I went to the local precious metal trader today (where I live we only have 1 ) and he had -0- silver and -0- gold for sale.  A couple of things were holding up the sale of silver. 


The price of silver has dropped and nobody wants to sell what they have and take the hit, and
people are buying all the available silver as soon as he gets it in the store.
 His quote was "nobody believes the dollar will be around much longer..."  

I think he's right. 

Just take a trip to the grocery store, it's nuts!  Everything has gotten so expensive that I refuse to purchase some of the things that I really like and have always made exception for. 

The young people just think prices are high, but it's the fact that the dollar has lost 94% of its value that is causing companies to raise the cost of their wares.  



			
				TheTrumpet.com said:
			
		

> In 1913 the U.S. dollar started down a long,  steady road of devaluations. Using the U.S. government’s own figures, to  obtain the same amount of purchasing power of $100 in 1913, you would  need over $2,000 today.
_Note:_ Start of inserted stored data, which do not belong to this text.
PR #267, opened 2026-04-16
fix: preserve policy-backed custom inputs across darepod and lnd signing

bhandras:
## Summary

Isolates a core policy-backed input/signing fix: an lnd-backed darepod runtime could build a checkpoint for a policy-backed custom input, yet still persist an Ark PSBT whose client-side tapscript spend became invalid once the full submit path reconstructed the witness.

## Root Cause

There turned out to be a few small but compounding problems in the policy-backed path:

1. `GetInfo.IdentityPubkey` for lnd-backed daemons was still reporting the node pubkey rather than the derived proof/identity key that the indexer-side proof path actually uses.
2. Policy-backed custom transfer inputs could lose the exact settlement leaf they needed and fall back to a more generic collaborative owner path.
3. Custom Ark condition witness data was not preserved through Ark PSBT signing and later submit validation.
4. Tapscript witness reconstruction did not reorder script-spend signatures for `CHECKSIGVERIFY` chains.
5. The lnd remote signer path did not always include the key locator for the family-6 / index-0 identity key path, which made the newer lnd-backed signing path unreliable for these spends.
6. On `main`, the owned receive-script signer also needs a small fallback wrapper so script-scoped proofs and identity-key proofs can coexist cleanly.

Each piece on its own was subtle. Together they produced a failure where the persisted Ark PSBT already contained an invalid client signature for the real lnd-backed runtime.

## Commits

Organized as 6 fix commits (1:1 with the root-cause list above) followed by 3 review-driven clarification commits. Every commit builds and passes the targeted test suite on its own.

**Fixes:**

1. **`darepod: derive identity pubkey from wallet backend for lnd`** — route identity derivation through `deriveIdentityPubkey` for every wallet backend including lnd via `WalletKit.DeriveKey`; keep `LndIdentityPubkey` as the public node key.
2. **`darepod: preserve settlement leaf for policy-backed custom inputs`** — resolve the exact owner leaf per custom input from the policy template (exact match first, then the matching `SettlementPairsForParticipant` entry), and carry it on `TransferInput.OwnerLeafScript` / `OwnerLeafPolicy`. `spendPathsMatch` intentionally excludes runtime `Conditions` from branch identity.
3. **`arkscript/oor: preserve multi-item condition witness through sign+submit`** — generalize `EncodeConditionWitness` / `DecodeConditionWitness` to a bounded witness vector, persist the full condition slice during custom checkpoint and Ark PSBT signing, and reinsert those items between the script-spend signatures and the leaf script when rebuilding the tapscript witness.
4. **`oor: reorder tapscript script-spend sigs for CHECKSIGVERIFY chains`** — parse the leaf script for `CHECKSIG` / `CHECKSIGVERIFY` pubkeys and reorder script-spend signatures so witness items appear in reverse key order; tolerate optional checksig slots with empty placeholders.
5. **`lndbackend: propagate key locator on SignOutputRaw`** — bypass lndclient's higher-level helper and include the key locator whenever `Family != 0` or `Index != 0`, so the family-6 / index-0 identity path survives the signer RPC.
6. **`darepod: add fallback schnorr signer for owned receive scripts`** — introduce a wrapper that tries the owned-receive-script signer first and falls back to the identity signer. On fall-through the primary error is joined with the fallback via `errors.Join` so the original cause remains recoverable via `errors.Is` / `errors.As` rather than being silently dropped.

**Clarifications / follow-ups:**

7. **`oor: document condition-witness witness-layout assumption`** — call out that the current sigs-then-conditions order matches the vHTLC claim pattern; flag what changes for future policies that consume conditions above sigs.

As long as our debt remains out of control and the excessive printing of money continues, the value of our dollar will decline.  By comparison to years gone by, it's almost worthless today.  I don't know (exactly) what we should expect, but I'm guessing it won't be good.  I for one will not be putting my faith in the value of the good ol dollar.  Just about anything will be more valuable.  Gold, silver, toilet paper, bullets, etc...


----------



## 300 H and H

waybomb said:


> Interesting article in this week's Sunday rags. Don;t recall the writer, but he's an investment counselor in the paper.
> 
> Somebody writes in, and essentially says, he's a dummy, doesn't have a clue how to invest, so for years, been picking stocks starting with the letter "A". He picked "A" because they are usually first on the ticker. They've always been great, beating all the measured indexes, but lately not so much. So he's thinking of changing his go-to letter, maybe a high value scrabble letter.
> 
> So the columnist writes, that it's not a bad strategy, since most investors that invest in funds do not perform as well as those that actually pick and buy stocks themselves randomly. I would also guess he meant trading low-cost online without the the use of a broker.
> 
> Something to consider. I do believe he is correct.


 
I totally agree with staying away from mutual funds. The only  thing they provide is that you take 100% of the risk for 30% of the profits. Fric'in managers of the funds make out like you don't, with your money. IF you loose they don't participate in that, but they still get their fee's. You get 100% of the loss.

Regards, Kirk


----------